**WORK INSTRUCTION**. Exactly as written, transcribe the lines that run from the one containing "Manipulators/StandardManipulator.cs" to the end of the records below.

**TASK DATA**.
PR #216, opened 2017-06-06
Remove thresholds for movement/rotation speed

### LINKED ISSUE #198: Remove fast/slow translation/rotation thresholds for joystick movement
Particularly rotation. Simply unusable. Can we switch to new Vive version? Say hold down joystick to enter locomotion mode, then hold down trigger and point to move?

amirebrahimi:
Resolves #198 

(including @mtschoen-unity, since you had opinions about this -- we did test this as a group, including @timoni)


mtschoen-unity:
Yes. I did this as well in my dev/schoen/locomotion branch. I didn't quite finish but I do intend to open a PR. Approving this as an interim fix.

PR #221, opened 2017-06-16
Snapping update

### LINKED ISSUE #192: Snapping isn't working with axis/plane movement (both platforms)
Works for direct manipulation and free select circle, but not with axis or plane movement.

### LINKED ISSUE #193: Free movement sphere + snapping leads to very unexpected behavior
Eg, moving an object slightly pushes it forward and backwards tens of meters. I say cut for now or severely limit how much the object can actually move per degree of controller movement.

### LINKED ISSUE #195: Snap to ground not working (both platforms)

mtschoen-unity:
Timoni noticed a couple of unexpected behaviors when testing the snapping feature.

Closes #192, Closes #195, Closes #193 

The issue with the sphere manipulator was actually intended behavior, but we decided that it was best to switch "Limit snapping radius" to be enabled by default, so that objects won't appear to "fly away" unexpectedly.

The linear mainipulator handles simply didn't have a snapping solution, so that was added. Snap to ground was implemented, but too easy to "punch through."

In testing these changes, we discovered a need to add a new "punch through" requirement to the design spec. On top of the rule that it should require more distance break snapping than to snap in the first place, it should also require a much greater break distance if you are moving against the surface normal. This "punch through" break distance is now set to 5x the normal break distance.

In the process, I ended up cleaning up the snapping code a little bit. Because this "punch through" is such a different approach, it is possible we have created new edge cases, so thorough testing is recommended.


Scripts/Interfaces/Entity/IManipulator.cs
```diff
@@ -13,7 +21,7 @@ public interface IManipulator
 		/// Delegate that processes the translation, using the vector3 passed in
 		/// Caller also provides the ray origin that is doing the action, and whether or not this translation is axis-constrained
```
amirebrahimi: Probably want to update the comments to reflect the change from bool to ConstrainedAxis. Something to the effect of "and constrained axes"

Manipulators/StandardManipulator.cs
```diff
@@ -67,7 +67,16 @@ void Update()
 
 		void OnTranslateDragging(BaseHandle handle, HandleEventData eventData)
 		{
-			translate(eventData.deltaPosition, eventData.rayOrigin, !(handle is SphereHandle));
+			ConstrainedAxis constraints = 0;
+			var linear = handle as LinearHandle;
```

**WRITTEN ANSWER**.
Manipulators/StandardManipulator.cs
```diff
@@ -67,7 +67,16 @@ void Update()
 
 		void OnTranslateDragging(BaseHandle handle, HandleEventData eventData)
 		{
-			translate(eventData.deltaPosition, eventData.rayOrigin, !(handle is SphereHandle));
+			ConstrainedAxis constraints = 0;
+			var linear = handle as LinearHandle;
```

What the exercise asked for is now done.